Soit. Abordons à présent la question des coûts. Jean Hindriks, éminent professeur d’économie et chercheur à l’UCLouvain, expliquait en 2019 que “lorsque nous analysons l’augmentation des dépenses annuelles depuis 2007, nous constatons une croissance de 14,6 milliards depuis 2007 (soit une augmentation de 75 %). Cependant, nous remarquons que 51 p.p. (points de pourcentage) sont attribuables à l’augmentation de la pension moyenne, 15 p.p. sont dues à la hausse du nombre de pensionnés, et le solde (9 p.p.) résulte du produit des deux. Concrètement, cela signifie que presque 11 milliards sont attribuables à la revalorisation des pensions tandis que 3,6 milliards sont imputables au vieillissement” (Hindriks & Baurin, 2019). Depuis lors, rien n’a été fait pour réformer globalement le système des pensions, une question pourtant très urgente.
La solution ? Elle résiderait en partie dans une indexation dynamique basée sur un coefficient de revalorisation fixé chaque année, sans toucher aux droits déjà acquis. En outre, dans ce modèle, les hautes pensions percevraient une indexation moindre (voire nulle), et les petites pensions recevraient une indexation plus importante. Il faut alors se préoccuper de l’équité d’un tel modèle, pour éviter que les petites pensions finissent par rattraper les plus élevées. Un bon équilibre est à trouver.

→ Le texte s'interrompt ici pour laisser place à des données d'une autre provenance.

PR #694, opened 2022-04-13
Add Façade Types to Support ResizeObserver

chrisshafer:
Mozilla Docs : https://developer.mozilla.org/en-US/docs/Web/API/ResizeObserver
Similar to [MutationObserver](https://github.com/scala-js/scala-js-dom/blob/main/dom/src/main/scala/org/scalajs/dom/MutationObserver.scala)

I wasn't sure about adding [ResizeObserverEntry.devicePixelContentBoxSize](https://developer.mozilla.org/en-US/docs/Web/API/ResizeObserverEntry/devicePixelContentBoxSize), since as of now it isn't supported by Safari. I decided to leave out, but I would be happy to add it into this PR.

I also added [DOMRectReadOnly](https://developer.mozilla.org/en-US/docs/Web/API/DOMRectReadOnly), which seems a bit out of place in this PR but a few of the interfaces require that type. I'm also a bit concerned about adding it in this state due to the already implemented [DOMRect](https://github.com/scala-js/scala-js-dom/blob/main/dom/src/main/scala/org/scalajs/dom/DOMRect.scala). In the Mozilla docs it indicates that DOMRect extends the DOMRectReadOnly interface, but that doesn't really transfer well to Scala (vars vs defs). Looking for some guidance on approach here.

### DIFF
--- a/dom/src/main/scala/org/scalajs/dom/ResizeObserver.scala
+++ b/dom/src/main/scala/org/scalajs/dom/ResizeObserver.scala
@@ -1,0 +1,33 @@
+package org.scalajs.dom
+
+import scala.scalajs.js
+import scala.scalajs.js.annotation.JSGlobal
+
+/** The ResizeObserver constructor creates a new ResizeObserver object, which can be used to report changes to the
+  * content or border box of an Element or the bounding box of an SVGElement - MDN
+  *
+  * @param callback
+  *   The function called whenever an observed resize occurs. - MDN
+  */
+@js.native
+@JSGlobal
+class ResizeObserver(callback: js.Function2[js.Array[ResizeObserverEntry], ResizeObserver, _]) extends js.Object {
+
+  /** Starts observing the specified Element or SVGElement.
+    *
+    * MDN
+    */
+  def observe(target: Node, options: js.UndefOr[ResizeObserverOptions] = js.native): Unit = js.native
+
+  /** Unobserves all observed Element or SVGElement targets.
+    *
+    * MDN
+    */
+  def disconnect(): Unit = js.native
+
+  /** Ends the observing of a specified Element or SVGElement.
+    *
+    * MDN
+    */
+  def unobserve(target: Node): Unit = js.native
+}
--- a/dom/src/main/scala/org/scalajs/dom/ResizeObserver.scala
+++ b/dom/src/main/scala/org/scalajs/dom/ResizeObserver.scala
@@ -14,11 +14,11 @@ import scala.scalajs.js.annotation.JSGlobal
 class ResizeObserver(callback: js.Function2[js.Array[ResizeObserverEntry], ResizeObserver, _]) extends js.Object {
 
   /** Starts observing the specified Element or SVGElement. */
-  def observe(target: Node, options: js.UndefOr[ResizeObserverOptions] = js.native): Unit = js.native
+  def observe(target: Element, options: js.UndefOr[ResizeObserverOptions] = js.native): Unit = js.native
 
   /** Unobserves all observed Element or SVGElement targets. */
   def disconnect(): Unit = js.native
 
   /** Ends the observing of a specified Element or SVGElement. */
-  def unobserve(target: Node): Unit = js.native
+  def unobserve(target: Element): Unit = js.native
 }
--- a/dom/src/main/scala/org/scalajs/dom/ResizeObserver.scala
+++ b/dom/src/main/scala/org/scalajs/dom/ResizeObserver.scala
@@ -14,7 +14,8 @@ import scala.scalajs.js.annotation.JSGlobal
 class ResizeObserver(callback: js.Function2[js.Array[ResizeObserverEntry], ResizeObserver, _]) extends js.Object {
 
   /** Starts observing the specified Element or SVGElement. */
-  def observe(target: Element, options: js.UndefOr[ResizeObserverOptions] = js.native): Unit = js.native
+  def observe(target: Element): Unit = js.native
+  def observe(target: Element, options: ResizeObserverOptions): Unit = js.native
 
   /** Unobserves all observed Element or SVGElement targets. */
   def disconnect(): Unit = js.native
--- a/dom/src/main/scala/org/scalajs/dom/ResizeObserver.scala
+++ b/dom/src/main/scala/org/scalajs/dom/ResizeObserver.scala
@@ -4,30 +4,21 @@ import scala.scalajs.js
 import scala.scalajs.js.annotation.JSGlobal
 
 /** The ResizeObserver constructor creates a new ResizeObserver object, which can be used to report changes to the
-  * content or border box of an Element or the bounding box of an SVGElement - MDN
+  * content or border box of an Element or the bounding box of an SVGElement
   *
   * @param callback
-  *   The function called whenever an observed resize occurs. - MDN
+  *   The function called whenever an observed resize occurs.
   */
 @js.native
 @JSGlobal
 class ResizeObserver(callback: js.Function2[js.Array[ResizeObserverEntry], ResizeObserver, _]) extends js.Object {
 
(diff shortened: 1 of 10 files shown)


armanbilge:
Thank you very much for the PR! To answer your questions:

> I wasn't sure about adding [ResizeObserverEntry.devicePixelContentBoxSize](https://developer.mozilla.org/en-US/docs/Web/API/ResizeObserverEntry/devicePixelContentBoxSize), since as of now it isn't supported by Safari. I decided to leave out, but I would be happy to add it into this PR.

Our current policy is to accept standardized/standards-track APIs, regardless of their browser support. So feel free to add it :)

https://github.com/scala-js/scala-js-dom/blob/main/CONTRIBUTING.md#facades

> but that doesn't really transfer well to Scala (vars vs defs)

I think this is a question for @sjrd: could we do something like this and expect it to work, or something else?
```scala
trait FooReadOnly {
  def baz: Int = js.native
}

trait Foo extends FooReadOnly {
  def baz: Int = js.native
  def baz_=(x: Int): Unit = js.native
}
```

sjrd:
> could we do something like this and expect it to work, or something else?

Yes, that works.

chrisshafer:
@armanbilge 
```
    val rect = new DOMRect
    println(rect.left)
    rect.left = 10.0
    println(rect.left)
```
```
Cannot set property left of #<DOMRectReadOnly> which has only a getter
```
I'm assuming the `_=` + js.native doesn't work because there isn't a setter for the `left` field. Looks like there are only setters for x, y, width and height. This also breaks the current facade, as you get the same error. The setter works fine with height.

My guess is DomRect needs to loose the setters on `left`, `right`, `bottom`, and `top`, and we need to add `x` and `y`? Though thats a breaking API change.

In Chrome:

I tried mutating `left` with assignment in vanilla js as well which didn't work: 
```
var rect = new DOMRect();

console.log("left");
console.log(rect.left);
rect.left = 10;
console.log(rect.left);

console.log("height");
console.log(rect.height);
rect.height = 10;
console.log(rect.height);
```
```
left
0
0
height
0
10
```
```
rect.x = 10
10
rect.left
10
```

Screen Shot 2022-04-14 at 10 30 47 AM

dom/src/main/scala/org/scalajs/dom/ResizeObserverOptions.scala
```diff
@@ -0,0 +1,21 @@
...
+
+import scala.scalajs.js
+
+@js.native
+trait ResizeObserverOptions extends js.Object {
+  var box: js.UndefOr[String] = js.native
+}
+
+/** Factory for [[ResizeObserverOptions]] objects. */
+object ResizeObserverOptions {
```
armanbilge, line 11: We've deprecated `apply` constructors. Instead we expect users to do:
```scala
new ResizeObserverOptions {
  box = "whatever"
}
```

dom/src/main/scala/org/scalajs/dom/ResizeObserverOptions.scala
```diff
@@ -0,0 +1,21 @@
+package org.scalajs.dom
+
+import scala.scalajs.js
+
+@js.native
+trait ResizeObserverOptions extends js.Object {
+  var box: js.UndefOr[String] = js.native
+}
```
armanbilge, line 8:
```suggestion
trait ResizeObserverOptions extends js.Object {
  var box: js.UndefOr[String] = js.undefined
}
```

dom/src/main/scala/org/scalajs/dom/ResizeObserverOptions.scala
armanbilge: Actually, seems instead of a `String` this should be a sort of enum. We encode these separately for Scala 2/3, see the `scala-2` and `scala-3` sources for examples.
```typescript
type ResizeObserverBoxOptions = "border-box" | "content-box" | "device-pixel-content-box";
```

armanbilge (commented):
Nice work! Took a first pass through with pointers about our current idioms/code style, thanks!

chrisshafer:
@armanbilge I think I addressed all your suggestions? Sorry I made a bit of a mess of the commits. I can squash when this is ready to go.

dom/src/main/scala/org/scalajs/dom/ResizeObserver.scala
```diff
@@ -0,0 +1,24 @@
...
+  *
+  * @param callback
+  *   The function called whenever an observed resize occurs.
+  */
+@js.native
+@JSGlobal
+class ResizeObserver(callback: js.Function2[js.Array[ResizeObserverEntry], ResizeObserver, _]) extends js.Object {
+
+  /** Starts observing the specified Element or SVGElement. */
+  def observe(target: Node, options: js.UndefOr[ResizeObserverOptions] = js.native): Unit = js.native
```
armanbilge, line 17:
```suggestion
  def observe(target: Element, options: js.UndefOr[ResizeObserverOptions] = js.native): Unit = js.native
```

dom/src/main/scala/org/scalajs/dom/ResizeObserver.scala
```diff
@@ -0,0 +1,24 @@
...
+
+  /** Unobserves all observed Element or SVGElement targets. */
+  def disconnect(): Unit = js.native
+
+  /** Ends the observing of a specified Element or SVGElement. */
+  def unobserve(target: Node): Unit = js.native
```
armanbilge, line 23:
```suggestion
  def unobserve(target: Element): Unit = js.native
```

dom/src/main/scala/org/scalajs/dom/ResizeObserverOptions.scala
```diff
@@ -0,0 +1,7 @@
+package org.scalajs.dom
+
+import scala.scalajs.js
+
+trait ResizeObserverOptions extends js.Object {
+  var box: js.UndefOr[String] = js.undefined
```
armanbilge, line 6:
```suggestion
  var box: js.UndefOr[ResizeObserverBoxOption] = js.undefined
```

dom/src/main/scala/org/scalajs/dom/ResizeObserver.scala
```diff
@@ -0,0 +1,24 @@
...
+  *
+  * @param callback
+  *   The function called whenever an observed resize occurs.
+  */
+@js.native
+@JSGlobal
+class ResizeObserver(callback: js.Function2[js.Array[ResizeObserverEntry], ResizeObserver, _]) extends js.Object {
+
+  /** Starts observing the specified Element or SVGElement. */
+  def observe(target: Element, options: js.UndefOr[ResizeObserverOptions] = js.native): Unit = js.native
```
armanbilge, line 17: Ah, sorry, one more thing. Let's write this as overloads, since this works better for type inference esp. on Scala 3. I recently learned this technique in https://github.com/scala-js/scala-js-dom/pull/691#discussion_r844629202.

```suggestion
  def observe(target: Element): Unit = js.native
  def observe(target: Element, options: ResizeObserverOptions): Unit = js.native
```

armanbilge (commented):
Looks good to me! Apologies, I did notice one last small thing :)

No need for a squash commit, personally I find keeping "messy" history to be valuable :)

Thanks for all of your work on this!

armanbilge (approved):

dom/src/main/scala/org/scalajs/dom/ResizeObserver.scala
chrisshafer: Oh interesting, thats good to know!

chrisshafer:
No problem at all. Happy to give back where I can 😄 . We use this library (and Scala.js as a whole) extensively since our platform/product is pure Scala. Appreciate what you all have done here!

Note : Attention, cette pension minimum garantie ne doit pas être confondue avec la Garantie de Revenu aux Personnes Âgées (GRAPA), qui n’est pas une pension de retraite mais une aide sociale! Concrètement, cette aide sociale permet aux personnes ayant des ressources inférieures au seuil de la GRAPA (1549,42€ mensuels bruts pour les isolés ; 1032,95€ mensuels bruts pour les cohabitants, au 01.05.2024) de recevoir un complément ou une allocation complète, sous réserve de satisfaire à certaines conditions, et de respecter certaines obligations.